# Twitter Sentiment Analysis

This is a quick project which performs sentiment analysis on tweets using the Natural Language Toolkit (NLTK). The file TweetGrabber.py is used to save any amount of real-time tweets through a Twitter Stream for any search term. The example file used here gathered 3692 tweets in about 10 minutes when the search term was "Trump".

In [1]:
import sys
import operator
import json
from collections import Counter
import nltk
from nltk.sentiment.vader import SentimentIntensityAnalyzer

Create an object for sentiment analysis and then initialize variables for the current most positive and negative tweet sentiments

In [2]:
sia = SentimentIntensityAnalyzer()
pos_score = 0
neg_score = 0

Hardcode a filename for the purposes of using on GitHub.
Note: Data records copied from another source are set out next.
PR #373, opened 2024-05-14
Adding recently played games to tray context menu

mag1yar:
Before starting the game:
image
After:
image

---

The only thing I ask you to do is test downloading any game, because for some reason I get an error:
```
TypeError: Cannot read properties of null (reading 'replace')
```
I think this is my local problem. Otherwise everything seems to be working fine.


zamitto:
Cool! Could you add a screenshot of your feature?

mag1yar:
added
> Cool! Could you add a screenshot of your feature?

ChristoferMendes:
@mag1yar 

Such a nice feature! I will test this TypeError locally and see if I can find the error

src/main/services/window-manager.ts
```diff
@@ -77,33 +86,66 @@ export class WindowManager {
...
+        },
+      });
+
+      const recentlyPlayedGames: Array<MenuItemConstructorOptions | MenuItem> =
+        games.map(({ title, id, executablePath }) => ({
+          label: title,
+          type: "normal",
+          click: async () => {
+            if (!executablePath) return;
+            await gameRepository.update({ id }, { executablePath });
```
zamitto, line 107: just a question, why is it needed to update the executablePath on click?

mag1yar: The same thing happens here as in the sidebar when we select a game in the library.
Without the update, we will not know which game the user launched last time and the game will not be first in the list.

zamitto: Ok, code looks fine, I will run and test it today. Really cool feature, thanks!

zamitto: This update was still in my mind so I investigated and this update is not needed right here. The process-watcher is the responsible to update the lastTimePlayed. 

We update the executablePath in the openGame function because there may be a case where the openGame receives the executablePath as an argument.

For your feature, this isn't really needed. I just tested and your feature works correctly removing this call. Could you just remove it? Then all should be fine to merge!

mag1yar: Yes, you are right, I removed update, but in addition I discovered that lastTimePlayed is a utc string and it was not sorted correctly, I had to sort by updateAt, but I don’t know if it’s correct to sort by it.

zamitto: Yes, I think your idea is good for now. We will probably work on a migration and update so the DB saves the lastTimePlayed as timestamp. This will solve some issues that will happen sorting by updateAt too

zamitto (approved):

PR #387, opened 2024-05-15
build(linux): add flatpak/rpm package and remove snap

fhilipecrash:
- Remove snap package from build because flatpak and appimage are more used
- Add mimeType to handle `hydralauncher://` protocol


zamitto:
I think you would also need to update the build.yml file

image

zamitto:
Closing as done in #487
I took your branch, rebased and added the commented change

zamitto:
I actually removed the flatpak from my PR as the build was failing, so it is still open to do

iMonZ:
> I actually removed the flatpak from my PR as the build was failing, so it is still open to do

Hey could you then reopen this PR? That would be nice

Issue #365, opened 2024-05-14
[REQUEST] Russification of the launcher and website


ghost:
Hello, I suggest adding Russian and Ukrainian languages. Both on the website and in the launcher.
Why?
Because I believe that in such regions your resource will be in demand.

zamitto:
It's already added in the launcher on the lastest release

aleks1timiya:
![image](https://github.com/hydralauncher/hydra/assets/149929281/52eaf3ac-6a07-4654-bf29-5754e9a79564)

zamitto:
You are not running the latest release

aleks1timiya:
How can I update?

zamitto:
https://github.com/hydralauncher/hydra/releases

KMozor:
Hmm, I today installed on Windows the latest version and Russian language I did not observe there
Can somehow through the config to fix it?

zamitto:
Is your OS configure with russian language? Hydra should get the default language of your OS and use it.
Anyway, the next update should have a language selector

KMozor:
Yes, my OS is completely in Russian, anyway, I'll wait for the language selection item

aleks1timiya:
Да , русификация отличная, но сайт на португальском и английском.

piradata:
strange, if the OS is in ru the language should have been detected automatically here:

![image](https://github.com/hydralauncher/hydra/assets/16529503/4b0a8ff5-61e2-4323-947a-9fffa4e03fca)

where `@locales` are

![image](https://github.com/hydralauncher/hydra/assets/16529503/00667a72-d305-4649-ba56-e42bc5994ea9)

piradata:
addedlanguage selector menu to solve this

PR #402, opened 2024-05-16
Add option to choose locale from settings menu

piradata:
Someone can help translating the 'language' for the other locales? like, how do i write "language" in ru or be?

Thanks @darkjontex for the initial work in #249 💯 

There is how it will be:

image

image


piradata:
close #371 and possibly some others

userMacieG:
pl: `"language": "Język"`

src/renderer/src/pages/settings/settings-general.tsx
```diff
@@ -79,28 +102,40 @@ export function SettingsGeneral({
         </Button>
       </div>
 
+      <h3>{t("language")}</h3>
+      <>
+        <Select value={form.language} onChange={handleLanguageChange}>
+          {Object.keys(languageResources).map((language) => (
+            <option key={language} value={language}>
+              {ISO6391.getName(language)}
```
zamitto, line 110: Could you try with getNativeName instead of getName?

I think it would be better to show the languages names ready in their native language

zamitto (approved):

zamitto (commented):
There are probably some tweaks to do but i will take a better look later

package-lock.json
zamitto, line 1: You probable used npm, we use yarn as dependency manager tool.
Could you delete this file?

src/renderer/src/pages/settings/settings-general.tsx
```diff
@@ -15,34 +18,41 @@ export function SettingsGeneral({
...
+  const { t } = useTranslation("settings");
+
   const [form, setForm] = useState({
     downloadsPath: "",
     downloadNotificationsEnabled: false,
     repackUpdatesNotificationsEnabled: false,
+    language: "",
   });
 
+  const [defaultDownloadsPath, setdefaultDownloadsPath] = useState("");
```
zamitto, line 30: rename `setdefaultDownloadsPath` to `setDefaultDownloadsPath` to follow camelCase pattern

src/renderer/src/pages/settings/settings.tsx
```diff
@@ -27,32 +27,31 @@ export function Settings() {
...
+          />
+        );
+      case "real_debrid":
+        return (
+          <SettingsRealDebrid
+            userPreferences={userPreferences}
+            updateUserPreferences={handleUpdateUserPreferences}
+          />
+        );
+      default:
```
zamitto, line 46: If you want to refactor to a switch case (which makes sense to me) I think it would be better to use the "behaviour" string here instead of default

package-lock.json
piradata: ha, yes, i use mostly npm so forgot about yarn. is there any way to warn about it or just run yarn install if someone accidentally uses npm install?

src/renderer/src/pages/settings/settings.tsx
piradata: Can I return the "return" of the case statement btw without having to write return for every case? Tried to do that but does not work, i am more familiar with ruby that has explicit return

piradata:
nice, will do these revisions later tomorrow

piradata:
> pl: `"language": "Język"`

thanks, will add

package-lock.json
zamitto: yes, i just approved a PR that force the use of yarn, so this should be fine from now on

src/renderer/src/pages/settings/settings.tsx
zamitto: AFAIK, in javasript you have to return on each case

src/renderer/src/pages/settings/settings-general.tsx
```diff
@@ -15,34 +18,41 @@ export function SettingsGeneral({
...
+
+  const handleLanguageChange = (event) => {
+    const value = event.target.value;
+
+    handleChange({ language: value });
+    changeLanguage(value);
+  };
 
   const handleChange = (values: Partial<typeof form>) => {
+    // TODO: why is the setForm needed if updateUserPreferences already changes the
```
zamitto, line 53: later today i will test this

mohannadzidan:
Awesome work, you can find all languages with their codes and native name in this json file

[languages.json](https://github.com/hydralauncher/hydra/files/15338709/languages.json)

piradata:
> Awesome work, you can find all languages with their codes and native name in this json file
> 
> [languages.json](https://github.com/hydralauncher/hydra/files/15338709/languages.json)
> 
> 

thanks @mohannadzidan , but the `ISO6391.getNativeName` already does that automagically :) will just change the method later

piradata:
Done guys, ready to merge :)

piradata:
image

piradata:
also /closes #365

src/renderer/src/pages/settings/settings-general.tsx
```diff
@@ -15,34 +18,41 @@ export function SettingsGeneral({
...
```
zamitto, line 53: Could you just remove these comments?

src/renderer/src/pages/settings/settings-general.tsx
```diff
@@ -79,28 +102,40 @@ export function SettingsGeneral({
         </Button>
       </div>
 
+      <h3>{t("language")}</h3>
+      <>
+        <Select value={form.language} onChange={handleLanguageChange}>
+          {Object.keys(languageResources).map((language) => (
```
zamitto, line 108: Could you move this to a useState? This way you can also sort the languageOptions. Something like this:

image

zamitto: Another thing that I noticed it that, the current string for portuguese language is "pt-BR", so the Select component won't have the correct language selected by default for who has portuguese language. I'm not sure the best way to fix this. Maybe something using the startsWith function. If you have an ideia let us know

zamitto (changes requested):

src/renderer/src/pages/settings/settings-general.tsx
piradata: is there already an issue about this? if not, i can create one and remove the comment

src/renderer/src/pages/settings/settings-general.tsx
piradata: where did you see it is `pt-br`? could you send a pint of the file that sets this or file name and line? because where i looked also used the `import * as languageResources from "@locales";`, and there is `pt`

piradata: > Could you move this to a useState? This way you can also sort the languageOptions. Something like this:
> 
> image
> 

makes sense to sort if the languages wil be shown as native name tho? the alfaphabets are not the same and it is not guaranteed that the lang codes sorted, will keep the native names sorted. i can sort after calling the toNativeName tho

piradata: one thing that i was thinking is, if there are a LOT of languages available, the select will be massive, and i have not tested a scroll there. one option is a maxheight and scroll, another option is to use smt like a select2 with a max shown opts

src/renderer/src/pages/settings/settings-general.tsx
zamitto: There's not, you may create one

src/renderer/src/pages/settings/settings-general.tsx
zamitto: I think a scroll should be fine, could you try it?
And yes, the sort should happen after you get the native names

piradata: the thing is, i will have ti sort by native name and covert back tolang code... will i think there is a good way to do this, will try here. will also try the scroll

piradata: > Another thing that I noticed it that, the current string for portuguese language is "pt-BR", so the Select component won't have the correct language selected by default for who has portuguese language. I'm not sure the best way to fix this. Maybe something using the startsWith function. If you have an ideia let us know

did you found where says the stribg is `pt-BR` @zamitto?

zamitto: you can use a clean install to test and see
image

piradata: only way i can think to fix it is to convert the `pt-BR` to `pt` with split before trying to set the default, as we dont have pt-PT anyway, but that seems too "gambit" to me...

sorry, crazy week at work, only could look at it now

piradata: lol, seems that you have done just that hahah

image

well, if you dont see a problem with it, them LGTM :)

src/renderer/src/pages/settings/settings-general.tsx
```diff
@@ -79,28 +123,40 @@ export function SettingsGeneral({
         </Button>
       </div>
 
+      <h3>{t("language")}</h3>
+      <>
+        <Select value={form.language} onChange={handleLanguageChange}>
+          {languageOptions.map((language) => (
```
thegrannychaseroperation, line 129: You can potentially convert this into an `options` prop, since the `Select` children will always be `<option />`
For instance:
```tsx
<Select options={[ { value: "en", label: "English" } ]} />
```

src/renderer/src/pages/settings/settings-general.tsx
```diff
@@ -15,32 +23,53 @@ export function SettingsGeneral({
...
+    async function fetchdefaultDownloadsPath() {
+      setDefaultDownloadsPath(await window.electron.getDefaultDownloadsPath());
     }
-  }, [userPreferences]);
 
-  const { t } = useTranslation("settings");
+    fetchdefaultDownloadsPath();
+
+    setLanguageOptions(
+      Object.keys(languageResources)
```
thegrannychaseroperation, line 47: Please use lodash's `orderBy` instead
https://www.geeksforgeeks.org/lodash-_-orderby-method/

thegrannychaseroperation (changes requested):

piradata:
@thegrannychaseroperation done, used lodash-se instead of just lodash tho

thegrannychaseroperation (approved):
LGTM

zamitto (approved):

PR #407, opened 2024-05-16
Feat/index file for re export

itsOdell:
added an index.ts file within every component folder inside of `renderer/src/components` for two reasons:
1. For shorter import paths (e.g `import { Backdrop } from ../backdrop` instead of `import { Backdrop } from ../backdrop/backdrop`)
2. For more power and flexibility. Ability to export multiple files from the same UI component while being modular and reusable while still having a short import path, for example:

Components/
  /button
    button.css.ts
    button.ts
    utils.ts
    actions.ts
    ...


piradata:
lgtm

PR #411, opened 2024-05-16
feat: force developer to use yarn

itsOdell:
This solves alot of issues in PR's that have package-lock.json becuase they did npm install, this update forces an error and exits out when developer runs npm install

This would normally be a command line argument.

In [3]:
fname = "tweets_2-26-2017.json"

Open the file and parse by line (each line is a tweet in JSON format)

In [8]:
with open(fname, 'r') as f:
	count_all = Counter()
	for line in f:
		tweet = json.loads(line).get('text')

Make sure the tweet is not Null and then get a sentiment analysis score for it

In [None]:
		#filter out nulls
		if(tweet is not None):
			#get sentiment score for tweet
			score = sia.polarity_scores(tweet)

Check whether this tweet scores higher or lower than all previous

In [None]:
			#store most positive tweet
			if(score['pos'] > pos_score):
				pos_score = score['pos']
				pos = {'score':pos_score, 'tweet':tweet}

			#store most negative tweet
			if(score['neg'] > neg_score):
				neg_score = score['neg']
				neg = {'score':neg_score, 'tweet':tweet}

Count the most common terms across all tweets that were saved. Only count the word if it has more than 4 characters. This helps filter out most emojis and other short, useless words.

In [9]:
			#store a count of most common terms
			words = tweet.split()
			terms_all = [term for term in words if len(term)>4]
			count_all.update(terms_all)

Print the most frequently tweeted words, the most positive tweet, and the most negative tweet

In [5]:
print('Most used terms:')
print(nltk.FreqDist(terms_all).keys())

Most used terms:
dict_keys(['White', 'House', 'Social', '@THR:', 'Trump', 'https://t.co/Z69wgwywiC', 'media', 'Dinner', 'Baldwin', 'suggests', 'https://t.co/WrqNRD…', 'replace', "Correspondents'"])


In [6]:
print('\nMost positive tweet is: ' + str(pos['score']))
print(pos['tweet'])


Most positive tweet is: 0.733
Keep hope alive. https://t.co/huOJ8nwf6c


In [7]:
print('\nMost negative tweet is: ' + str(neg['score']))
print(neg['tweet'])


Most negative tweet is: 0.853
Frightening gullibility. https://t.co/aW5eH8qomH